There's one small step that we need to add, though. When there's only a single feature, we need to add an additional column in order for the linear regression fit to be performed successfully.
from sklearn.model_selection import train_test_split
X_train_lm, X_test_lm, y_train_lm, y_test_lm = train_test_split(X, y, train_size = 0.7, test_size = 0.3, random_state = 100)
X_train_lm.shape
output
(140,)
X_train_lm = X_train_lm.values.reshape(-1,1)
X_test_lm = X_test_lm.values.reshape(-1,1)
print(X_train_lm.shape)
print(y_train_lm.shape)
print(X_test_lm.shape)
print(y_test_lm.shape)
output
(140, 1)
(140,)
(60, 1)
(60,)
from sklearn.linear_model import LinearRegression
# Representing LinearRegression as lr(Creating LinearRegression Object)
lm = LinearRegression()
# Fit the model using lr.fit()
lm.fit(X_train_lm, y_train_lm)
print(lm.intercept_)
print(lm.coef_)
Output
6.948683200001357
[0.05454575]
The equationwe get is the same as what we got before!
Sales=6.948+0.054∗TV
Sales=6.948+0.054∗TV
Sklearn linear model is useful as it is compatible with a lot of sklearn utilites (cross validation, grid search etc.)
Scaling Methods
Min-Max Scaling
Standard Scaling
from sklearn.model_selection import train_test_split
X_train, X_test, y_train, y_test = train_test_split(X, y, train_size = 0.7, test_size = 0.3, random_state = 100)
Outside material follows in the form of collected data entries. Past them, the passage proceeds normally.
PR #3971, opened 2022-06-13
Feat: DVM2.0 Initial staking/slashing implementation

chrismaree:
**Motivation**

This is the initial PR that adds staking and slashing logic to the Voting.sol contracts. The design goals can be found [here](https://hackmd.io/@k05rNR4FS26flqCmZvAUXA/dvm-v2).

**Summary**

**Details**

**Testing**

- [ ]  New unit tests created
- [ ]  Untested

**Issue(s)**

Fixes #XXXX


packages/core/contracts/oracle/implementation/dvm2.0/Staker.sol
```diff
@@ -0,0 +1,228 @@
...
+    }
+
+    function requestUnstake(uint256 amount) public {
+        _updateTrackers(msg.sender);
+        // Staker signals that they want to unstake. After signalling, their total voting balance is decreased by the
+        // signaled amount. This amount is not vulnerable to being slashed but also does not accumulate rewards.
+
+        require(stakingBalances[msg.sender].cumulativeStaked >= amount, "Bad request amount");
+
+        stakingBalances[msg.sender].requestUnstake = amount;
```
mrice32, line 85: This method allows a user to restake as long as they haven't withdrawn, right? i.e. I call with amount = 10. Later, I call this method with amount = 0. My 10 is now staked again.

Without snapshotting the requestUnstake value at some point in the voting process, this would (I think) open a loophole for someone to unstake all their tokens during the vote and have the option to restake before rewards are assessed once they have more information about the result of the vote.

mrice32 (commented):
This is super cool!

Left a few comments.

packages/core/contracts/oracle/implementation/dvm2.0/Staker.sol
```diff
@@ -0,0 +1,228 @@
...
+
+    function _updateCumulativeSlashingTrackers() internal {
+        // Note the method below can hit a gas limit of there are a LOT of requests from the last time this was run.
+        // A future version of this should bound how many requests to look at per call to avoid gas limit issues.
+        for (uint256 i = lastRequestIndexConsidered; i < priceRequestIds.length; i++) {
+            PriceRequest storage priceRequest = priceRequests[priceRequestIds[i].requestId];
+            VoteInstance storage voteInstance = priceRequest.voteInstances[priceRequest.lastVotingRound];
+            uint256 roundId = rounds[priceRequestIds[i].roundId].snapshotId;
+
+            uint256 totalStaked = votingToken.balanceOfAt(address(this), roundId);
```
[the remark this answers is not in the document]
chrismaree: ye, I've re-worked this in a follow on commit (not yet pushed). specifically, we now need the staking contract to be snapshotable wherein we snapshot your staked amount and unrealized slashing amount on each reveal and consider this in your voting power, rather than your token balance.

packages/core/contracts/oracle/implementation/StakerSnapshot.sol
```diff
@@ -0,0 +1,244 @@
+// SPDX-License-Identifier: AGPL-3.0-only
```
chrismaree, line 1: this is the primary new contract implemented in this PR. it is meant to be inherited from VotingV2.sol and provides the ability to Stake and snapshot staked amounts in the voting contract. it is based off in part the [accelerating distributor](https://github.com/across-protocol/across-token/blob/master/contracts/AcceleratingDistributor.sol) from across v2 and the [ERC20Snapshot](https://github.com/OpenZeppelin/openzeppelin-contracts/blob/master/contracts/token/ERC20/extensions/ERC20Snapshot.sol) from openzepplin.

packages/core/contracts/oracle/implementation/VotingV2.sol
```diff
@@ -0,0 +1,1102 @@
+// TODO: this whole /oracle/implementation directory should be restructured to seperate the DVM and the OO.
```
chrismaree, line 1: this contract is mostly a copy-paste of the main `Voting.sol` contract except for the addition of some untested slashing functions and some todos on things that will be changed in the DVM-v2 implementation. for now it can be mostly ignored in review

packages/core/contracts/oracle/implementation/VotingV2.sol
```diff
@@ -0,0 +1,1102 @@
...
+        return 1600000000000000;
+    }
+
+    function calcNoVoteSlashPerToken(
+        uint256 totalStaked,
+        uint256 totalVotes,
+        uint256 totalCorrectVotes
+    ) public pure returns (uint256) {
+        return 1600000000000000;
+    }
```
chrismaree, line 346: this is the MVP of the slashing logic. a subsequent PR will update this and add unit tests

packages/core/contracts/oracle/implementation/VotingV2.sol
```diff
@@ -0,0 +1,1102 @@
...
+
+    // Maps price request IDs to the PriceRequest struct.
+    mapping(bytes32 => PriceRequest) internal priceRequests;
+
+    struct Request {
+        bytes32 requestId;
+        uint256 roundId;
+    }
+
+    Request[] internal priceRequestIds;
```
chrismaree, line 117: additional data structure needed in computing slashing.

packages/core/contracts/oracle/implementation/VotingV2.sol
```diff
@@ -0,0 +1,1102 @@
...
+
+    uint256 public lastRequestIndexConsidered;
+
+    struct SlashingTracker {
+        uint256 wrongVoteSlashPerToken;
+        uint256 noVoteSlashPerToken;
+        uint256 totalSlashed;
+    }
+
+    SlashingTracker[] public requestSlashingTrackers;
```
chrismaree, line 171: track slashing amounts.

packages/core/contracts/oracle/implementation/StakerSnapshot.sol
```diff
@@ -0,0 +1,242 @@
...
+
+    // Note there is no way to cancel your unstake; you must wait until after unstakeTime and re-stake.
+
+    // If: a staker requested an unstake and time > unstakeTime then send funds to staker. Note that this method assumes
+    // that the `updateTrackers()
+    function executeUnstake() public {
+        _updateTrackers(msg.sender);
+        updateSnapshot(msg.sender);
+        VoterStake storage voterStake = voterStakes[msg.sender];
+        require(voterStake.unstakeTime != 0 && getCurrentTime() >= voterStake.unstakeTime, "Unstake time not passed");
```
mrice32, line 101: Similar comment to last time: https://github.com/UMAprotocol/protocol/pull/3971#discussion_r898374036. Is there any way to avoid this unstaking UX -- it seems like this will hurt the overall voting UX to have a delay like this.

In general, it seems sufficient to only have voters get rewards on the balance they had during the previous vote.

packages/core/contracts/oracle/implementation/StakerSnapshot.sol
```diff
@@ -0,0 +1,242 @@
...
+    // Owner methods
+    function setEmissionRate(uint256 _emissionRate) public onlyOwner {
+        emissionRate = _emissionRate;
+    }
+
+    function setUnstakeCoolDown(uint256 _unstakeCoolDown) public onlyOwner {
+        unstakeCoolDown = _unstakeCoolDown;
+    }
+
+    // Snapshot methods
```
mrice32, line 168: Not exactly sure how we're planning to use this snapshot functionality, but it might be overkill for what we need. For instance, I don't think we need to track voters' balances all the way back in history, right? We only need to know their balance _in the most recent vote_, no?

Ideally, though, we might be able to get away _without snapshotting at all_ (this is half baked). Since all balance updates happen via the contract, we might be able to read the current staking balance for the purposes of tallying votes or accumulating rewards before taking any balance-modifying action on the user.

packages/core/contracts/oracle/implementation/StakerSnapshot.sol
```diff
@@ -0,0 +1,242 @@
...
+    }
+
+    function requestUnstake(uint256 amount) public {
+        _updateTrackers(msg.sender);
+        // Staker signals that they want to unstake. After signalling, their total voting balance is decreased by the
+        // signaled amount. This amount is not vulnerable to being slashed but also does not accumulate rewards.
+
+        require(voterStakes[msg.sender].cumulativeStaked >= amount, "Bad request amount");
+
+        voterStakes[msg.sender].requestUnstake = amount;
```
mrice32, line 89: Since the user could technically reduce this value, is there any concern about users unstaking and then restaking those tokens before executing the withdrawal?

packages/core/contracts/oracle/implementation/StakerSnapshot.sol
chrismaree: this is not correct. you _do_ need to know the snapshots at all historic block rounds. the main reason is that when executing slashing you need to know how much the voter had staked at the round we are considering in the slashing.

you can see the two places in the slashing logic where this is required in the follow on PR.:

- https://github.com/UMAprotocol/protocol/pull/3981/files#r903470022
- https://github.com/UMAprotocol/protocol/pull/3981/files#r903469951

packages/core/contracts/oracle/implementation/StakerSnapshot.sol
chrismaree: you cant unstake until your liveness timer has passed. you must wait until the `unstakeCoolDown` time has passed from when you staked. if they change this value (i.e re-request to unstake) then this timer is reset.

packages/core/contracts/oracle/implementation/StakerSnapshot.sol
```diff
@@ -0,0 +1,242 @@
...
+        votingToken.transferFrom(msg.sender, address(this), amount);
+    }
+
+    function updateSnapshot(address voterAddress) public {
+        _updateAccountSnapshot(voterAddress);
+        _updateTotalStakedSnapshot();
+    }
+
+    function requestUnstake(uint256 amount) public {
+        _updateTrackers(msg.sender);
```
md0x, line 83: A little observation: the tests still pass if you remove this line. Is it possible to omit this `_updateTrackers`?

md0x:
This implementation looks quite solid @chrismaree ! I just left a little observation.

mrice32 (approved):

packages/core/contracts/oracle/implementation/StakerSnapshot.sol
```diff
@@ -0,0 +1,242 @@
...
+    }
+
+    function rewardPerToken() public view returns (uint256) {
+        if (cumulativeStaked == 0) return rewardPerTokenStored;
+        return rewardPerTokenStored + ((getCurrentTime() - lastUpdateTime) * emissionRate * 1e18) / cumulativeStaked;
+    }
+
+    // Owner methods
+    function setEmissionRate(uint256 _emissionRate) public onlyOwner {
+        emissionRate = _emissionRate;
```
md0x, line 161: I believe that currently, if the emissionRate is changed and there are unclaimed rewards they will be retroactively updated.  Is this a problem?

I have been exporting this idea in this branch, to better understand the mechanism. (Maybe it is not relevant at all) : https://github.com/UMAprotocol/protocol/pull/3987

chrismaree: this is an excellent catch!

packages/core/contracts/oracle/implementation/StakerSnapshot.sol
chrismaree: point of this is it gets override in the `VotingV2.sol` contract. will make sence a bit later as we go deeper into the implementation :)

SciKit Learn has these scaling utilities
from sklearn.preprocessing import StandardScaler, MinMaxScaler
# One aspect that you need to take care of is that the 'fit_transform' can be performed on 2D arrays only. So you need to
# reshape your 'X_train_scaled' and 'y_trained_scaled' data in order to perform the standardisation.
X_train_scaled = X_train.values.reshape(-1,1)
y_train_scaled = y_train.values.reshape(-1,1)
X_train_scaled.shape
output
(140, 1)
# Create a scaler object using StandardScaler()
scaler = StandardScaler()
#'Fit' and transform the train set; and transform using the fit on the test set later
X_train_scaled = scaler.fit_transform(X_train_scaled)
y_train_scaled = scaler.fit_transform(y_train_scaled)
print("mean and sd for X_train_scaled:", np.mean(X_train_scaled), np.std(X_train_scaled))
print("mean and sd for y_train_scaled:", np.mean(y_train_scaled), np.std(y_train_scaled))
output
mean and sd for X_train_scaled: 2.5376526277146434e-17 0.9999999999999999
mean and sd for y_train_scaled: -2.5376526277146434e-16 1.0
# Let's fit the regression line following exactly the same steps as done before
X_train_scaled = sm.add_constant(X_train_scaled)
lr_scaled = sm.OLS(y_train_scaled, X_train_scaled).fit()
# Check the parameters
lr_scaled.params
Output
array([-2.44596010e-16, 9.03212773e-01])
As you might notice, the value of the parameters have changed since we have changed the scale.
Let's look at the statistics of the model, to see if any other aspect of the model has changed.